START Exercise data
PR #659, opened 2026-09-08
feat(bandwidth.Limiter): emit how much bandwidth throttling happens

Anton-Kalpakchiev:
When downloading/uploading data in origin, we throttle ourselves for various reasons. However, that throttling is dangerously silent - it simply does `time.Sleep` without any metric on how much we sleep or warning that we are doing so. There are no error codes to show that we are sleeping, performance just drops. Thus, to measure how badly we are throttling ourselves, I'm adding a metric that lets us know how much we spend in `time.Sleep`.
END Exercise data
# Problem to solve
Reproduce the full listing above, keeping every line intact.

# Response to this exercise
PR #659, opened 2026-09-08
feat(bandwidth.Limiter): emit how much bandwidth throttling happens

Anton-Kalpakchiev:
When downloading/uploading data in origin, we throttle ourselves for various reasons. However, that throttling is dangerously silent - it simply does `time.Sleep` without any metric on how much we sleep or warning that we are doing so. There are no error codes to show that we are sleeping, performance just drops. Thus, to measure how badly we are throttling ourselves, I'm adding a metric that lets us know how much we spend in `time.Sleep`.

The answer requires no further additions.